▶ **Activity**: Set down, please, exactly the lines below that run from the line with "ancazamfir: > Seems" to the line with "milosevic: I am", both lines included.

%%

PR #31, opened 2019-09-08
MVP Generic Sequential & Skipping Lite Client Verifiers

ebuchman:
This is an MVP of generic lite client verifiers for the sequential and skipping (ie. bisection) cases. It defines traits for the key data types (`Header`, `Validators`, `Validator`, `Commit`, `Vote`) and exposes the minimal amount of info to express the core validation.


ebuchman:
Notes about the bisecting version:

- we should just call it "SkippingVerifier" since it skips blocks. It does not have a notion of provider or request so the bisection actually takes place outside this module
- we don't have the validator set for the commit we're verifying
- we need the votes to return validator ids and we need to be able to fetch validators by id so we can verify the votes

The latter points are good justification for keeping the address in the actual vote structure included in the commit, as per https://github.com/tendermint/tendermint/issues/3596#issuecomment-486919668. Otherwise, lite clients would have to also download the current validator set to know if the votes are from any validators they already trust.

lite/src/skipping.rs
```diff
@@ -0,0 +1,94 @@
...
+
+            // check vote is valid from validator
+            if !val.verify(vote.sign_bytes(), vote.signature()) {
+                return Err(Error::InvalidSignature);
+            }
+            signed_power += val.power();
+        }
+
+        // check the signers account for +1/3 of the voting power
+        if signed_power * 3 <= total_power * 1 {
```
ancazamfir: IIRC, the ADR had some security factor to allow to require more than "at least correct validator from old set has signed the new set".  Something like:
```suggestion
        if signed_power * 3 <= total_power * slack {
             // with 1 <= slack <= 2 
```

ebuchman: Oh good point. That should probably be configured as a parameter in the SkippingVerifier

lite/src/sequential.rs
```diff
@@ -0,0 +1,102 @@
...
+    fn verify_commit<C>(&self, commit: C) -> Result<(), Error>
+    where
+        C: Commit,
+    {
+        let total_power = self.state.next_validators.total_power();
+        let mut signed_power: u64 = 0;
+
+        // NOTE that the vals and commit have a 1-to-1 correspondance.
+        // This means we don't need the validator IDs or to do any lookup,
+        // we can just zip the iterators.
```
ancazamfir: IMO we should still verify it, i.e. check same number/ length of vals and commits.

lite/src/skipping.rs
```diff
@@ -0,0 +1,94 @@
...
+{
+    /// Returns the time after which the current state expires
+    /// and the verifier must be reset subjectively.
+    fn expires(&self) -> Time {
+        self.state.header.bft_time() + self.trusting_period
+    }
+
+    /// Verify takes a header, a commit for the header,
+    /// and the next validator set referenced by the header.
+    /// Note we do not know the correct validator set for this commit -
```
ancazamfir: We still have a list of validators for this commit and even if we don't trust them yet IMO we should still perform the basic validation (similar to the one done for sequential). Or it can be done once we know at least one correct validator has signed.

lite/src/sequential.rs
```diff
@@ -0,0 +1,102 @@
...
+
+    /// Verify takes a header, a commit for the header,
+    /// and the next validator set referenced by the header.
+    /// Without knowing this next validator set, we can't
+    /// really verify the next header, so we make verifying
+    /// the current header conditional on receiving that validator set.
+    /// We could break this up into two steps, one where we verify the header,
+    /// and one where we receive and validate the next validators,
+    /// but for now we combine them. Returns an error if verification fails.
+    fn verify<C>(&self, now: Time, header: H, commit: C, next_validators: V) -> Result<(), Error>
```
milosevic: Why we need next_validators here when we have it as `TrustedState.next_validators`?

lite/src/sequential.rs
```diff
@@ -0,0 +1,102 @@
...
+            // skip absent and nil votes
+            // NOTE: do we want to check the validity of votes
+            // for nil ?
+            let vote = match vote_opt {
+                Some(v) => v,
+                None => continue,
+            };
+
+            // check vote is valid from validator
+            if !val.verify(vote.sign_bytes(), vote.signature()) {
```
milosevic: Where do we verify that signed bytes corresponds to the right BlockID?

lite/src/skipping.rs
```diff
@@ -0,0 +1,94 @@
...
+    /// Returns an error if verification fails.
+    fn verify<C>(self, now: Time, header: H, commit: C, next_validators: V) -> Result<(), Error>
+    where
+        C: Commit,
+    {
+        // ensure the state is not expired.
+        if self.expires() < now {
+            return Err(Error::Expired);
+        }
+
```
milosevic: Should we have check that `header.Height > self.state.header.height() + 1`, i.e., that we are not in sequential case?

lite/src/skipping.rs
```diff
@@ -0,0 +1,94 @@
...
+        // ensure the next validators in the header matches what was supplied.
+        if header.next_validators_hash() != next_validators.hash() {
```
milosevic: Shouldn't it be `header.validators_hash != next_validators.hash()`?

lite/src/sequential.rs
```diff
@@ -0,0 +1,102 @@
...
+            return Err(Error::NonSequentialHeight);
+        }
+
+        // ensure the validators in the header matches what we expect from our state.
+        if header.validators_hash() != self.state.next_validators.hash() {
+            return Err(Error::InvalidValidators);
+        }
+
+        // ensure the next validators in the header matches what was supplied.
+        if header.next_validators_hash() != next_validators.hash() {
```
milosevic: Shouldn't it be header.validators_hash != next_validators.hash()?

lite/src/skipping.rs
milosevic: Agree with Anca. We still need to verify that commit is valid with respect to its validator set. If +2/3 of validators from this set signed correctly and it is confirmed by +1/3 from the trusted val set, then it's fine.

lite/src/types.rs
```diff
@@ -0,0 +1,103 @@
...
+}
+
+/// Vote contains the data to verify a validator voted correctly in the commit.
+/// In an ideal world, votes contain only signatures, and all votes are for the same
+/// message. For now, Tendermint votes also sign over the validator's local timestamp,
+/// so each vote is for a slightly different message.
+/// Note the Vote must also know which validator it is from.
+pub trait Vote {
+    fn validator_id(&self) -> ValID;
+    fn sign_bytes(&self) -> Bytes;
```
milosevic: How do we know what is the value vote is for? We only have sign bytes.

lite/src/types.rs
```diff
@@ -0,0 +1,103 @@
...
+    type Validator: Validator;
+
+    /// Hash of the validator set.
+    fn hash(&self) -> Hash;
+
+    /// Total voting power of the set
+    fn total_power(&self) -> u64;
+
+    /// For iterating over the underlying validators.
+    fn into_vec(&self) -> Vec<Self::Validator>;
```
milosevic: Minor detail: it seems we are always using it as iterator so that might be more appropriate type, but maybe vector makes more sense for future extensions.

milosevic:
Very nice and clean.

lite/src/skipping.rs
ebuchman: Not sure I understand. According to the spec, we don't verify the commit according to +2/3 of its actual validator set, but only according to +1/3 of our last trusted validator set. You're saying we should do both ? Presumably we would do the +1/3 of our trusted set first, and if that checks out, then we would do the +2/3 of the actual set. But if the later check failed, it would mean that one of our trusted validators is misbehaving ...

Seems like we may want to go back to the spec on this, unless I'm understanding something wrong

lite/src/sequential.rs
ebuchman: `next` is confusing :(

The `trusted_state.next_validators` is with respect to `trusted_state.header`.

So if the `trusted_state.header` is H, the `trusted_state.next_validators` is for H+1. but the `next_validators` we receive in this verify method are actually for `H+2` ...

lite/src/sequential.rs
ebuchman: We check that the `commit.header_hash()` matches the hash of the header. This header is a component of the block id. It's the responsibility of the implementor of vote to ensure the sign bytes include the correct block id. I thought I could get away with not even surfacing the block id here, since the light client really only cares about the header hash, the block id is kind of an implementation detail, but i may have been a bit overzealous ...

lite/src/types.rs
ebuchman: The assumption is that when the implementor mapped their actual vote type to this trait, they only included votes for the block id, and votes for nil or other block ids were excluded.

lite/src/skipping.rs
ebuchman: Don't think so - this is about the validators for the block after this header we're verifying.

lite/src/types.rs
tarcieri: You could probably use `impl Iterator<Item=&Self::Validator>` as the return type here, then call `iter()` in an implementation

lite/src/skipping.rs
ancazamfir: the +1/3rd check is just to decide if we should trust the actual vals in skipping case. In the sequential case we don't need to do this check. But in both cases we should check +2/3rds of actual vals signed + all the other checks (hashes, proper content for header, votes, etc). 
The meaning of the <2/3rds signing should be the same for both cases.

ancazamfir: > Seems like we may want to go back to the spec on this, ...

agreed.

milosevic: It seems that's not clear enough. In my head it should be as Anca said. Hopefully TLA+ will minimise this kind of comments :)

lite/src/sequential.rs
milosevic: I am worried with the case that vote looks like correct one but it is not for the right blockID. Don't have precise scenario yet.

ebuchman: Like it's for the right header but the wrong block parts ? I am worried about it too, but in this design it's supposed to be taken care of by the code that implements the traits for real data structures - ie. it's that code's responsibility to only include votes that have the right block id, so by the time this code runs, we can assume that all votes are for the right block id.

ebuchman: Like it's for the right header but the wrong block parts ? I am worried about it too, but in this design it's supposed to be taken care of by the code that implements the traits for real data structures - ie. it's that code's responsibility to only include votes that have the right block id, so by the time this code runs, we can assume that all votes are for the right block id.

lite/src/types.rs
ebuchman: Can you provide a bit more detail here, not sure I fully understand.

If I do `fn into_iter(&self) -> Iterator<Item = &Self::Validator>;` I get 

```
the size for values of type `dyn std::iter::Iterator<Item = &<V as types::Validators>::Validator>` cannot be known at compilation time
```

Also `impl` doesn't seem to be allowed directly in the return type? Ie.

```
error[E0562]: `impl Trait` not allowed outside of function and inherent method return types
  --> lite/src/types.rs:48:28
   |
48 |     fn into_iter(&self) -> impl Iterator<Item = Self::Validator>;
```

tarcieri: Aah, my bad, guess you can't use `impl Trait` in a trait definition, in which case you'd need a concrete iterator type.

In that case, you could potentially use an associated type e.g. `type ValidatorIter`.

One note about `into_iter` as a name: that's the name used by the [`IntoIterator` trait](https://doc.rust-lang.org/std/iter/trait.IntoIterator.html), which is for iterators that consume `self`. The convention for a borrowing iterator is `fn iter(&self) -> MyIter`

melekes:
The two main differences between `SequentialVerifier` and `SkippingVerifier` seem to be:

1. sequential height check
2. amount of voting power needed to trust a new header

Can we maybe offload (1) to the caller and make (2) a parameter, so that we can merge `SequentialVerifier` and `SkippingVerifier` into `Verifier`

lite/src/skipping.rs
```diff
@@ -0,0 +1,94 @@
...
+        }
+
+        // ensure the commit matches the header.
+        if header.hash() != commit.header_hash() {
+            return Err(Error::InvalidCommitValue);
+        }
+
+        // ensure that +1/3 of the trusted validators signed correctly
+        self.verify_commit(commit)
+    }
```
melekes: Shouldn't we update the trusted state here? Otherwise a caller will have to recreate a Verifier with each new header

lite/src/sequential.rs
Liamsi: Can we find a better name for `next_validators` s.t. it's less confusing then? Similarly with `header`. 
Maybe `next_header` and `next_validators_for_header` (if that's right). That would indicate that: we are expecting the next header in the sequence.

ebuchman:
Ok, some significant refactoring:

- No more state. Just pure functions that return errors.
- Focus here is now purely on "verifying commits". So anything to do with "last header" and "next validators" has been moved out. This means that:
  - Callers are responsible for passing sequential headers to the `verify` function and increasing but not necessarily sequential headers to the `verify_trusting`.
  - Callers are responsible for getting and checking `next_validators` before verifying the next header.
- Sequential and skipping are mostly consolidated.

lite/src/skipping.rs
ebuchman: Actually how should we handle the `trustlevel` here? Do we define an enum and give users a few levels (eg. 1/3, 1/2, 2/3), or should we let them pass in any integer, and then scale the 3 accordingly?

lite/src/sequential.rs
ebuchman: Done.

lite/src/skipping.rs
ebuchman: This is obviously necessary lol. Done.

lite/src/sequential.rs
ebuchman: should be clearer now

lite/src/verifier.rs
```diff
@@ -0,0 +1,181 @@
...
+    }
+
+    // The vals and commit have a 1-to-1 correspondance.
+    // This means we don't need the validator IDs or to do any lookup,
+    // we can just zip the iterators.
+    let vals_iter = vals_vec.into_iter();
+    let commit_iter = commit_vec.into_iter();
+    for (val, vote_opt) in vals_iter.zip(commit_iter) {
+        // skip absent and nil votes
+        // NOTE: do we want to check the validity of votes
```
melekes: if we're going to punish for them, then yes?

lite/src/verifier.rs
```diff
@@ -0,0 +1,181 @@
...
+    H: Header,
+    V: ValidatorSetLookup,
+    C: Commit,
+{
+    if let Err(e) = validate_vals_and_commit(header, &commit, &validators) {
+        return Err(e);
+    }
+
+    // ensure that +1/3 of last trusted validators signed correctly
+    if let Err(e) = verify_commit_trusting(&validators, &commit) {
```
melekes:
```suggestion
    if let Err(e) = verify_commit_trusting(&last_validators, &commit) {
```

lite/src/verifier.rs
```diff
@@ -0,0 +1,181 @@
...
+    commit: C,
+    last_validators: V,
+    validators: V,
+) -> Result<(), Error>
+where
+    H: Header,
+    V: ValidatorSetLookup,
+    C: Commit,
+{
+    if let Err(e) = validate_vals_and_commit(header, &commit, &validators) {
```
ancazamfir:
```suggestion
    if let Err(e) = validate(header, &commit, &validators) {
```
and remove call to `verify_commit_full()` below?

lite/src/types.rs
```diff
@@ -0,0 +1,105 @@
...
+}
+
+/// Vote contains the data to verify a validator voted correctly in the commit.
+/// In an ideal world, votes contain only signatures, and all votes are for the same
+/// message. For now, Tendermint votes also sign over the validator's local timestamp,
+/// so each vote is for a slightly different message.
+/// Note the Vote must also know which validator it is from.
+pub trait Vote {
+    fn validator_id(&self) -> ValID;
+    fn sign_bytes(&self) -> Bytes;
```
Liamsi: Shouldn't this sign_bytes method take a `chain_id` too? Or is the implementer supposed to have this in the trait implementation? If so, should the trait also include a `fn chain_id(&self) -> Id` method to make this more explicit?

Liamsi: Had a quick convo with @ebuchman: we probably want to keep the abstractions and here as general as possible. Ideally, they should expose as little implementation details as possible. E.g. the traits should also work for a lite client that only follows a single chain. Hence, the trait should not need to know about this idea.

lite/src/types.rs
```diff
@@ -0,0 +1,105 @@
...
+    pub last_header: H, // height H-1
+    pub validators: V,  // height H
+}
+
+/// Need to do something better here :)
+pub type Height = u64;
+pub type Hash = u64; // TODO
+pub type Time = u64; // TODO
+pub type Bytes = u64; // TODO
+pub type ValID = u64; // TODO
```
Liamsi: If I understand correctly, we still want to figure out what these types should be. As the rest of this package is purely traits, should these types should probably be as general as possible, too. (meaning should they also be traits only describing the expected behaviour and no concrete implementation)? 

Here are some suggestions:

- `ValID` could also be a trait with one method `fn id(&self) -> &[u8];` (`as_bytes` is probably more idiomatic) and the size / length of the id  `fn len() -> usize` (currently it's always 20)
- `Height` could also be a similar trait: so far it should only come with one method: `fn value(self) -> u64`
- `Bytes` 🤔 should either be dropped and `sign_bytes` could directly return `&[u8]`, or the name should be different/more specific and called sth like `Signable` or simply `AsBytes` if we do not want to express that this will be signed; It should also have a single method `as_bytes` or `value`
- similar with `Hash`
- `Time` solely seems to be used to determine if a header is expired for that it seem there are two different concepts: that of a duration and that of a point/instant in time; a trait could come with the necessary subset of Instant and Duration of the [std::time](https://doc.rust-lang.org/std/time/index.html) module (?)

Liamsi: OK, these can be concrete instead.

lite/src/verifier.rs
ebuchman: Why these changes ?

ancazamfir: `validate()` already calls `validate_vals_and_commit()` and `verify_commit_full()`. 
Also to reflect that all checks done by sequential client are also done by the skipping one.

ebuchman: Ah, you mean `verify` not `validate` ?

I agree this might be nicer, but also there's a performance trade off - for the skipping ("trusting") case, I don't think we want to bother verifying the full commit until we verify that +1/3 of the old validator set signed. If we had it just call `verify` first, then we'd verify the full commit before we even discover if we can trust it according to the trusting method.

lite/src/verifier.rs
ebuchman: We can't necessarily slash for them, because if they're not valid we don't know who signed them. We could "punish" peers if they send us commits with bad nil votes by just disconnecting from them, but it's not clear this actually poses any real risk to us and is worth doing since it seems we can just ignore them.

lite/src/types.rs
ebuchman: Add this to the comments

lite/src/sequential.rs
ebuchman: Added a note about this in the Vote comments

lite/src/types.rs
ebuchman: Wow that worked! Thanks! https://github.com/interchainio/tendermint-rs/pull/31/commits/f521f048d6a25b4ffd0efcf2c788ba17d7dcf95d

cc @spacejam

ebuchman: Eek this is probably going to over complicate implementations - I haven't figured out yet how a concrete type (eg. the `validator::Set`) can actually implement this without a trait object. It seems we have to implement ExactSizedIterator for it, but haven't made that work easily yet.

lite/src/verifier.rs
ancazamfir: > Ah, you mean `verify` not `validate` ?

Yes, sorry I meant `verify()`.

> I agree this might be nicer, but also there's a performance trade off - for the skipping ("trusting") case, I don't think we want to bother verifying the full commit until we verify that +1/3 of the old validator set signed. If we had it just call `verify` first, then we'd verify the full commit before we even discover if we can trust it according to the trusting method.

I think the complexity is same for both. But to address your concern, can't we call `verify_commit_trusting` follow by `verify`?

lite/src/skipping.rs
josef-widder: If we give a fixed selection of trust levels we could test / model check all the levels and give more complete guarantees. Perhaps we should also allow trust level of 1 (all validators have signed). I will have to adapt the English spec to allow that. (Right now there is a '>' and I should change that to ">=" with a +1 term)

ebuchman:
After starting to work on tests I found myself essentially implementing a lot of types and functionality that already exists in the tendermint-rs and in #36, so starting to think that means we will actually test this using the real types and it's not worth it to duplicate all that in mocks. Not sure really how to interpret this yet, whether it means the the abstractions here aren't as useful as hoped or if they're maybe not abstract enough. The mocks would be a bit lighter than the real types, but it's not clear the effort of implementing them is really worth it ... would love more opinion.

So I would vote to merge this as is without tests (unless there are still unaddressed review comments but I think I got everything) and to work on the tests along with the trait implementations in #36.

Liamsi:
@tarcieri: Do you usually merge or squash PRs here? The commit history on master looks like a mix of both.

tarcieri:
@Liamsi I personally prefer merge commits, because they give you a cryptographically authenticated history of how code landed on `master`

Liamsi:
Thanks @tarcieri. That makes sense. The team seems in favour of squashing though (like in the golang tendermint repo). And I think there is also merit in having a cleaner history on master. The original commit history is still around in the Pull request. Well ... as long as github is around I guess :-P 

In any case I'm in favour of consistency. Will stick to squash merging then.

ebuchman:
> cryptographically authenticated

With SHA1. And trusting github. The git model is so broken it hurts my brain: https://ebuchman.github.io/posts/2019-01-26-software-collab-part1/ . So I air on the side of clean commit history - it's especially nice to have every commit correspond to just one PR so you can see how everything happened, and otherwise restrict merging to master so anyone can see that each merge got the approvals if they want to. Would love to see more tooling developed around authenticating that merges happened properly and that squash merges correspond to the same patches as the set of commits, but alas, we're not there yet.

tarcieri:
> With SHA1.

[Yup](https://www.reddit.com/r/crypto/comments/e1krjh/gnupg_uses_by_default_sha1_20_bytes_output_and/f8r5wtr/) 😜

%%

▶ **Exercise answer**:
ancazamfir: > Seems like we may want to go back to the spec on this, ...

agreed.

milosevic: It seems that's not clear enough. In my head it should be as Anca said. Hopefully TLA+ will minimise this kind of comments :)

lite/src/sequential.rs
milosevic: I am worried with the case that vote looks like correct one but it is not for the right blockID. Don't have precise scenario yet.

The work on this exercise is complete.